Sarah Schlesinger is an Associate Professor of Clinical Investigation and Senior Attending Physician at The Rockefeller University. Schlesinger chairs The Rockefeller University Institutional Review Board and the research education and training committee, which is part of the Center for Clinical and Translational Science. She also serves as director of the Clinical Scholars Program and the Certificate in Clinical and Translational Sciences Program.
Previously, Schlesinger led clinical trials of 11 HIV vaccines and vaccine adjuvants. She also previously conducted the first HIV vaccine trial based on dendritic cells, which were discovered at Rockefeller in 1973 by Ralph M. Steinman and his mentor, Zanvil A. Cohn. Ralph’s discovery was recognized with the Nobel Prize in Physiology or Medicine in 2011.
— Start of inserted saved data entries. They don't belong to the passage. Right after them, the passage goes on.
PR #2523, opened 2026-08-20
docs(training): describe both Trainer execution models, and grade the prose against the providers

cagataycali:
## Problem

The `Trainer` ABC documents a single execution model. Four surfaces assert it:

| Surface | Claim |
|---|---|
| `training/base.py` module docstring | "All three run **in-process** (imported and called as libraries, no subprocess)" |
| `Trainer` class docstring | "Concrete trainers are thin adapters that **import the backend package and call its own training function in-process** ... do NOT shell out to a subprocess" |
| `Trainer.train` | "Run the backend's training in-process"; "returns a terminal `TrainResult` (`success`/`error`) ... **there is no detached job to poll**" |
| `Trainer.status` | "Because `train` is synchronous ... this is **only** meaningful for a job launched OUT of band" |

Six of the seven shipped providers work exactly that way. `sagemaker` does not:
it imports no training library, submits the spec as a managed job, and its
`train()` can return `status="running"` with a `job_id` and no `checkpoint_dir`,
because the job outlives the submitting process. That is not incidental - it is
already pinned, by `test_exhausted_poll_budget_reports_running_not_success`
("A job outliving the local budget is 'running' (pollable), never a verdict"),
and `status()` there is a real `DescribeTrainingJob` read of a job `train`
itself submitted.

So the ABC contradicts `TrainResult` in the same file, which declares
`status: "success" | "running" | "error"`, and it contradicts the one provider
whose result a caller most needs to handle. Measured, by reading the statuses
each provider's `train` can reach out of its own source:

| provider | statuses `train()` can return | shape |
|---|---|---|
| `cosmos3`, `fast_sac`, `groot`, `lerobot_local`, `mock`, `ppo` | `error`, `success` | local (blocks) |
| `sagemaker` | `error`, **`running`**, `success` | transport (submits) |

A caller written against the documented contract reads "not `error`" as
finished. #2521 fixed exactly that in the `train_policy` tool, where a
`running` result rendered the completed-run report and offered
`create_policy('None')`. This corrects the contract that told it so.

## Change

Describe both shapes and the return contract each implies, in the four surfaces
above. A **local** trainer imports the backend and calls it in-process, so the
call blocks and the result is terminal. A **transport** trainer imports no
training library and submits a run that outlives the process, so its result may
be `running` with a `job_id` that `status()` polls. `status()` now documents
both the out-of-band job and the one its own `train` handed back. Behaviour is
untouched; every claim here was already true of the code.

`docs/training/overview.md` gains the `sagemaker` row its provider table was
missing and states the one difference a caller has to handle. That page already
said "whether the backend builds the config in-process **or shells out**", and
the README already calls the provider "transport, not behavior" - the ABC was
the surface left behind.

The prose is now **graded rather than trusted**. The statuses each shipped
provider's `train` can return are read out of the code, and the ABC must name
them. The grading is positive on purpose - it asks the prose to cover what the
code does, so it cannot be satisfied by rewording, and a provider that starts
returning a further status is graded on arrival. It keys on the ``literal`` form
this package writes a status value in, because a grader keyed on the bare word
was satisfied by the unrelated phrase "a still-running job" and passed on prose
that never mentioned the return at all.

The scan is scoped to the providers the package ships. The registry is open, and
a sibling test registers a throwaway trainer whose class lives in the test tree;
grading it made the verdict depend on which tests ran first. That is pinned by
`test_a_caller_registered_trainer_does_not_enter_the_grading`.

Finally, `test_trainer_base_contract.py`'s own premise was inverted. It said
"Every shipped backend (mock / lerobot_local / groot / cosmos3 / rl) overrides
`Trainer.status`", so the default was a fallback for some future backend.
Measured: only `mock` and `sagemaker` override it - the default is the live
behaviour of five of seven providers, and each is now driven through it.

## Verification

Measured at `b5a22611`, base `8504f52c`.

Pre-fix split, this test file against `upstream/main`: **3 failed / 13 passed**
-> 16 passed. The headline names the provider and the status it can return:

```
AssertionError: Trainer.train's docstring does not name the status(es) these
providers' train() can return: {'sagemaker': ['running']}. A caller branching
on the documented contract cannot handle a result the ABC never mentions.
```

The 13 both-tree passes are the controls, and they are the proof no behaviour
moved: the four inherited-default tests, the premise that the scan sees both
shapes, the planted-claim scan, the value-vs-word distinction, the
caller-registered-trainer scoping, and the five parametrized providers driven
through the inherited `status()`.

Ordering independence is proven both ways: with the scoping reverted, the
polluted order fails (`mock_done: train() reaches no terminal status at all`)
and the new ordering test fails with it; with it in place that same order is
green (37 passed).

Blast radius (177 files: all of `tests/training`, every test that reads a docs
page or inspects docstrings, `tests/tools/test_train_policy.py`, and the
repo-wide guards): branch **7818 passed / 3 failed**, base **7815 passed /
6 failed**, 7879 collected on both - the 3 extra on base are exactly the pre-fix
failures above (branch-only failures: none), and the
3 shared are the pre-existing `draccus 0.8.0` vs lerobot's `>=0.11.6` local
environment cases in `TestInProcessTrainerCorrectness` / `test_lerobot_e2e`.
`ruff check` + `ruff format --check` clean on `strands_robots tests tests_integ`;
`mypy` 24 == 24 against a pristine base, none in the changed files.

## Artifact

Both columns run the same package code; only the ABC prose differs. The measured
provider table is identical in both (the control), and the claim column goes
0/4 -> 4/4.

Trainer execution model: documented claims vs the registered providers

## Out of scope

`docs/training/overview.md`'s dependency table still says GR00T is "launched as
a subprocess" and cosmos3 is "torchrun-driven; same subprocess-interpreter
rule", while both now run in-process via `call_callable` /
`elastic_launch_callable` and say so in their own module docstrings. That is a
different claim (which interpreter runs the backend, and the venv advice that
follows from it), so it is left alone here rather than folded in.


yinsong1986 (approved):
## Summary

Documentation-only correction to the `Trainer` ABC plus the tests that keep it honest: the module docstring, class docstring, `train()` and `status()` prose previously asserted a single in-process execution model ("terminal result, no detached job to poll"), which is false for the `sagemaker` provider, whose `train()` submits a managed job and can hand back `status="running"` with a `job_id` and no `checkpoint_dir` (verified against `SagemakerTrainer._wait_for_job` on `main`). The rewrite describes both shapes (local vs transport) and tells callers to branch on all three `TrainResult.status` values; `docs/training/overview.md` gains the missing `sagemaker` row. No package behavior changes - the only non-docstring diff lines are in tests and docs.

## What's good

- The new grading tests read the statuses each shipped provider's `train` can reach out of its own source (AST walk following `self._helper` calls), so the docstring cannot silently drift from the providers again - a provider returning a new status is graded on arrival.
- The scan is deliberately scoped to `strands_robots.training.*` classes, with a dedicated ordering-independence test pinning that a runtime-registered trainer from a sibling test cannot change the verdict.
- The `_names_the_status_value` literal-form check closes the loophole where prose containing the English word "running" would satisfy a bare-word grader without documenting the return value.
- Changelog fragment per AGENTS.md step 3; corrected inverted premise in `test_trainer_base_contract.py`'s module docstring (only `mock`/`sagemaker` override `status`, so the default is live behavior for five providers, now each driven through it).
- New Sphinx cross-references (`:class:`~strands_robots.training.sagemaker.SagemakerTrainer``, `:attr:`TrainResult.status``) are contiguous on one line and name real API, per AGENTS.md > Naming & Module Organization.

In the steady state, dendritic cells capture antigens and travel to immune or lymphoid tissues, where they present the antigens to T cells, stimulating a robust immune response. But dendritic cells also play a seemingly opposite role, immune tolerance, silencing dangerous immune cells and preventing them from attacking the body’s own tissues. Working with Steinman, Schlesinger used dendritic cells to study and design treatments that can either enhance the immune system or silence its functions in an antigen- or disease-specific manner.